Havia algo de estranho quanto aos pés, mas ele estava parado no riacho, por isso Elphame não conseguia obter uma clara visão deles.
Então seus olhos buscaram as asas. Mesmo agora, bem dobradas às costas, o tamanho delas era impressionante. Lembrou-se de como pareciam quando ele lutou com o javali.
Tinham se estendido como se ele fosse uma ave de rapina com asas de mais de três metros de envergadura. Não possuíam penas, mas eram feitas de uma membrana que parecia
ser macia ao toque. A parte interna das asas era uma penugem clara, como a pele e o cabelo, mas a parte de fora era mais escura, mais como o acinzentado dos olhos.
- O que é você? - Pensou ter feito a pergunta numa voz normal, mas ficou desalentada ao ouvir que as palavras eram apenas um fraco sussurro.

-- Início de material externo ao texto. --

PR #12250, opened 2026-02-06
[client,windows] Fix mouse wheel delta encoding for RDP protocol compliance

tsz8899:
This patch addresses an issue in the Windows client's mouse wheel event handling where the delta encoding did not fully comply with the RDP protocol specification.

Previously, the  value was directly used which could lead to incorrect scroll direction or magnitude interpretation on some RDP servers.

The fix implements:
- Direction is now explicitly set via .
- Magnitude (steps) is encoded as an absolute value in the lower 8 bits, using 9-bit two's complement for negative values.
- Ensures consistency with SDL/X11 encoding practices where applicable.

This improves compatibility and reliability of mouse wheel input with various RDP server implementations.

### DIFF
--- a/client/Windows/wf_event.c
+++ b/client/Windows/wf_event.c
@@ -256,21 +256,46 @@ static BOOL wf_event_process_WM_MOUSEWHEEL(wfContext* wfc, HWND hWnd, UINT Msg, 
 	WINPR_ASSERT(input);
 
 	DefWindowProc(hWnd, Msg, wParam, lParam);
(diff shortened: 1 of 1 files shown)


akallabeth (changes requested):
* lots of (unrelated) changes
* the value is not in twos complement format! (yes, the old comment was wrong)

only relevant change I can see here is doing a cutoff if the value is larger than the maximum which was lacking before?

tsz8899:
Closing in favor of a cleaner, more focused PR addressing the magnitude overflow and previous feedback.

PR #12252, opened 2026-02-06
[client,rail] Fix icon dimension and size calculation integer overflows

tsz8899:
This patch addresses potential integer overflow vulnerabilities in the Windows client's RAIL icon processing. Without proper bounds checking, excessively large icon dimensions or total pixel area could lead to integer overflows during the calculation of  (bitmap size). This could result in memory corruption, crashes, or other security exploits.

The fix introduces:
- Validation for icon  and  to prevent individual dimension overflow (e.g., if one dimension exceeds ).
- Validation for the total pixel  () to ensure it does not exceed a reasonable maximum (e.g., ).
- A safer calculation for  after these dimension checks have been passed.

These checks ensure that icon data is processed safely and within expected limits, improving the robustness and security of the client.


tsz8899:
Closing due to incorrect title prefix. This PR will be re-submitted with the [client,windows] prefix as per contributor's requested convention.

PR #12253, opened 2026-02-06
[client,keyboard] Implement complete keyboard indicator synchronization

tsz8899:
This patch implements a comprehensive synchronization mechanism for keyboard indicators (Num Lock, Caps Lock, Scroll Lock, Kana Lock) between the FreeRDP Windows client and the RDP server.

Key changes include:
- Calling  in the  handler to ensure keyboard state is synchronized when the client window gains focus.
- Implementing the  callback, which allows the RDP server to update the local client's keyboard LED states.
- Registering  in  and performing an initial keyboard state sync immediately after connection establishment.

This resolves issues where local and remote keyboard indicator states could become desynchronized, improving the user experience by ensuring consistent behavior of keyboard LEDs.


tsz8899:
Closing due to incorrect title prefix. This PR will be re-submitted with the [client,windows] prefix as per contributor's requested convention.

PR #12254, opened 2026-02-06
[client,windows] Enhance event processing safety with robust NULL and state checks

tsz8899:
This patch significantly enhances the robustness and crash-prevention of the FreeRDP Windows client's event processing. It addresses potential instability issues that can arise from attempting to access invalid, stale, or already-disconnected resources during keyboard and focus events.

Key safety enhancements include:
- ****: Added  checks for  and , along with  and connection instance validation, preventing event processing on invalid windows or during disconnection.
- ****: Implemented comprehensive  and validity checks for , its window handle, the FreeRDP instance, and input callbacks before proceeding with focus-in event logic. This ensures that input events are only dispatched when the client is in a valid and connected state.

These changes aim to prevent crashes related to race conditions, window lifecycle issues, or unexpected disconnections, leading to a more stable client experience.

### DIFF
--- a/client/Windows/wf_event.c
+++ b/client/Windows/wf_event.c
@@ -88,7 +88,29 @@ LRESULT CALLBACK wf_ll_kbd_proc(int nCode, WPARAM wParam, LPARAM lParam)
 
 	if (g_parent_hWnd && g_main_hWnd)
 	{
+		/* 修复：检查窗口句柄是否仍然有效 */
+		if (!IsWindow(g_main_hWnd))
+		{
+			g_main_hWnd = NULL;
+			g_focus_hWnd = NULL;
+			return CallNextHookEx(NULL, nCode, wParam, lParam);
+		}
+
 		wfc = (wfContext*)GetWindowLongPtr(g_main_hWnd, GWLP_USERDATA);
+
+		/* 修复：检查wfc有效性，避免访问无效指针 */
+		if (!wfc)
+		{
+			return CallNextHookEx(NULL, nCode, wParam, lParam);
+		}
+
+		/* 修复：检查连接状态，断开连接时不处理键盘事件 */
+		if (!wfc->common.context.instance ||
+		    freerdp_shall_disconnect_context(&wfc->common.context))
+		{
+			return CallNextHookEx(NULL, nCode, wParam, lParam);
+		}
+
 		GUITHREADINFO gui_thread_info;
 		gui_thread_info.cbSize = sizeof(GUITHREADINFO);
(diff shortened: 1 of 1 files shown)


client/Windows/wf_event.c
```diff
@@ -88,7 +88,29 @@ LRESULT CALLBACK wf_ll_kbd_proc(int nCode, WPARAM wParam, LPARAM lParam)
 
 	if (g_parent_hWnd && g_main_hWnd)
 	{
+		/* 修复：检查窗口句柄是否仍然有效 */
```
akallabeth, line 91: english please

client/Windows/wf_event.c
```diff
@@ -218,7 +254,51 @@ void wf_event_focus_in(wfContext* wfc)
 	rdpInput* input;
 	POINT pt;
 	RECT rc;
+
+#define TAG CLIENT_TAG("windows")
```
akallabeth, line 258: move to top of file please

client/Windows/wf_event.c
```diff
@@ -118,20 +140,34 @@ LRESULT CALLBACK wf_ll_kbd_proc(int nCode, WPARAM wParam, LPARAM lParam)
...
+						/* 修复：按下时按虚拟键码置位，避免扫描码/虚拟键码不一致问题 */
+						if (p->vkCode < 256)
+							g_keystates[p->vkCode] = TRUE;
 						break;
 					case WM_KEYUP:
 					case WM_SYSKEYUP:
 					default:
-						g_keystates[p->scanCode & 0xFF] = FALSE;
+						/* 修复：弹起时按虚拟键码清零 */
+						if (p->vkCode < 256)
```
akallabeth, line 169: here a log would help to identify if there are keys we can not map.

client/Windows/wf_event.c
```diff
@@ -88,7 +88,29 @@ LRESULT CALLBACK wf_ll_kbd_proc(int nCode, WPARAM wParam, LPARAM lParam)
...
 		wfc = (wfContext*)GetWindowLongPtr(g_main_hWnd, GWLP_USERDATA);
+
+		/* 修复：检查wfc有效性，避免访问无效指针 */
+		if (!wfc)
+		{
+			return CallNextHookEx(NULL, nCode, wParam, lParam);
+		}
+
+		/* 修复：检查连接状态，断开连接时不处理键盘事件 */
+		if (!wfc->common.context.instance ||
```
akallabeth, line 108: why is this check required here? should suffice if the  `RDP` thread checks that?

akallabeth (changes requested):

PR #13211, opened 2026-08-18
[codec,av1] use dav1d for AV1 decoding

### LINKED ISSUE #12680: Use dav1d for AV1 decoding
# **Is your feature request related to a problem? Please describe.**

# **Describe the solution you'd like**

# **Describe alternatives you've considered**

# **Additional context**

ElCruncharino:
Closes #12680

dav1d becomes the preferred AV1 decoder with -DWITH_DAV1D=ON. libaom
stays the only encoder since dav1d doesn't encode. Falls back to libaom
decode if dav1d isn't built. Falls back further to the existing stub if
neither is built.

Also fixes a bug found while testing. WITH_LIBYUV's RGB/YUV conversion
ignored the caller's pixel format. It always assumed packed BGRA8888 and
overran the row stride for anything else. This hit encode and the old
libaom decode path too, not just dav1d.

Added AV1's first test coverage. It encodes with libaom and decodes with
whichever backend is active. That's what caught the bug above.

Verified live against freerdp-shadow encoding with libaom and xfreerdp
decoding with dav1d. About 2000 frames. No errors. Pixel-identical to
source.


akallabeth:
@freerdp-bot test

cmake/Finddav1d.cmake
```diff
@@ -0,0 +1,41 @@
...
+find_path(DAV1D_INCLUDE_DIR NAMES dav1d/dav1d.h PATH_SUFFIXES include HINTS ${DAV1D_ROOT} ${PC_DAV1D_INCLUDE_DIRS})
+find_library(DAV1D_LIBRARY NAMES dav1d PATH_SUFFIXES lib HINTS ${DAV1D_ROOT} ${PC_DAV1D_LIBRARY_DIRS})
+
+include(FindPackageHandleStandardArgs)
+find_package_handle_standard_args(DAV1D DEFAULT_MSG DAV1D_LIBRARY DAV1D_INCLUDE_DIR)
+
+if(DAV1D_INCLUDE_DIR AND DAV1D_LIBRARY)
+  set(DAV1D_FOUND ON CACHE BOOL "DAV1D")
+  set(DAV1D_LIBRARIES ${DAV1D_LIBRARY} CACHE STRING "DAV1D")
+  set(DAV1D_INCLUDE_DIRS ${DAV1D_INCLUDE_DIR} CACHE STRING "DAV1D")
```
akallabeth, line 28: preferred way to do this is creating a `IMPORTED` target that contains all the details like `pkg-config` does with`PkgConfig::<name of library>`

akallabeth (approved):
LGTM

PR #13208, opened 2026-08-18
[scard,pack] fix NDR pointer validation for empty card handles

joantolo:
When unpacking REDIR_SCARDHANDLE, the NDR pointer was passed as nullptr to smartcard_ndr_pointer_read_(), preventing it from accepting zero-length handles. This is inconsistent with how smartcard_unpack_redir_scard_context_() handles the same scenario. Capture the NDR pointer value and validate consistency between cbHandle and pbHandleNdrPtr, matching the pattern used for context unpacking.

Issue found when testing smartcard redirection from gnome-remote-desktop with mstsc client redirecting ([ref](https://gitlab.gnome.org/GNOME/gnome-remote-desktop/-/merge_requests/406#note_2845101)).

PR #13215, opened 2026-08-19
[scard,pack] remove incorrect stream length checks in unpack functions

joantolo:
Remove premature Stream_CheckAndLogRequiredLengthWLogEx checks from both smartcard_unpack_redir_scard_context_() and smartcard_unpack_redir_scard_handle_(). These checks validate cbContext/cbHandle bytes are available, but the actual data is read later in the deferred ref phase. The proper validation happens in the _ref functions right before reading.

This adds the missing fix I tried to add after comment: https://github.com/FreeRDP/FreeRDP/pull/13208#discussion_r3806608821


akallabeth (approved):
LGTM

akallabeth:
@freerdp-bot test

PR #13219, opened 2026-08-19
fix use-after-free when winpr_aligned_recalloc fails

metsw24-max:
winpr_aligned_offset_recalloc frees the caller's original block on the allocation-failure path (the goto fail branch runs winpr_aligned_free before returning null), unlike winpr_aligned_offset_realloc just above it which returns null and leaves the block intact. every caller follows the tmp = winpr_aligned_recalloc(p, ...); if (!tmp) return idiom, so a failed grow leaves them holding a freed pointer and a stale length; nsc_context_initialize (bmp.width*bmp.height for an nscodec surface come straight off the wire) and the clearcodec glyph/temp/vbar buffers then reuse that pointer, giving a use-after-free write of attacker-supplied pixels plus a double free when the codec context is torn down. the fix returns null without touching memblock on failure so the behaviour matches realloc and the windows _aligned_recalloc contract. TestAlignment now forces the failing path and checks the original block still holds its contents.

- Me chamo Lochlan. E não desejo machucá-la. Jamais - disse ele, deixando um pouco da urgência que sentia infiltrar-se na voz. Ela estava ferida. Desviou o olhar
da terrível quantidade de sangue na cabeça e no flanco dela. Os lábios estavam azuis e o rosto mortalmente pálido. - Vai me deixar ajudá-la, Elphame.
Os olhos dela se arregalaram, e Lochlan pensou que ela parecia uma assustada criatura da floresta.
- Como sabe meu nome?
- Sempre soube seu nome - respondeu ele, dando um lento passo adiante.
- Isso está mesmo acontecendo? Estou morta?
Ele deu mais dois passos e encurtou a distância entre eles.
- Garanto que isso está acontecendo, e que você não está morta.
Ele então sorriu, e Elphame ficou deslumbrada com o calor que irradiava dele.
- Mas compreendo o que sente. É quase como se eu estivesse sonhando também. - Uma mão se estendeu com impaciência, como se quisesse tocá-la, mas quando Elphame se
encolheu, ele deteve o movimento e o esplendor de seu sorriso desvaneceu. Lochlan só hesitou por um instante antes de dizer: - Está muito úmido e frio. Não quero
movê-la, mas você está em choque e não é seguro que fique aqui.
A preocupação na voz dele era real e penetrou a neblina de dor que ameaçava subjugá-la.
- Acho que não consigo andar - disse ela, sentindo-se estranhamente destacada do som da própria voz.
Ele sorriu novamente, e dessa vez Elphame foi surpreendida por um vislumbre de dentes muito brancos, muito afiados.
- Posso carregá-la - disse ele.
Ela devia estar vivendo um sonho. O que estava acontecendo era simplesmente outro sonho incrivelmente realista como o que tivera na noite anterior. Logo ela acordaria
e encontraria Cuchulainn alimentando o fogo com mais lenha. Ele a repreenderia por não dormir o bastante e depois fingiria que não tinha ficado acordado por grande
parte da noite para vigiá-la.
Então, por que não? Era seu sonho, e ela achava que poderia gostar se um belo homem alado a carregasse.
- Pode me carregar. - Queria sorrir para ele, mas seus lábios não a obedeciam.
Tentando ao máximo ser gentil, Lochlan se ajoelhou ao lado dela. Assim tão perto, não podia ignorar o sangue que lhe cobria a cabeça e lhe ensopava o flanco do corpo.
O cheiro vigoroso o assaltou - rico e forte, o sangue corria espesso de poder feminino. Sem aviso, ouviu a voz da mãe repetir as palavras da Profecia: Você salvará
seu povo da loucura através do sangue de uma deusa agonizante.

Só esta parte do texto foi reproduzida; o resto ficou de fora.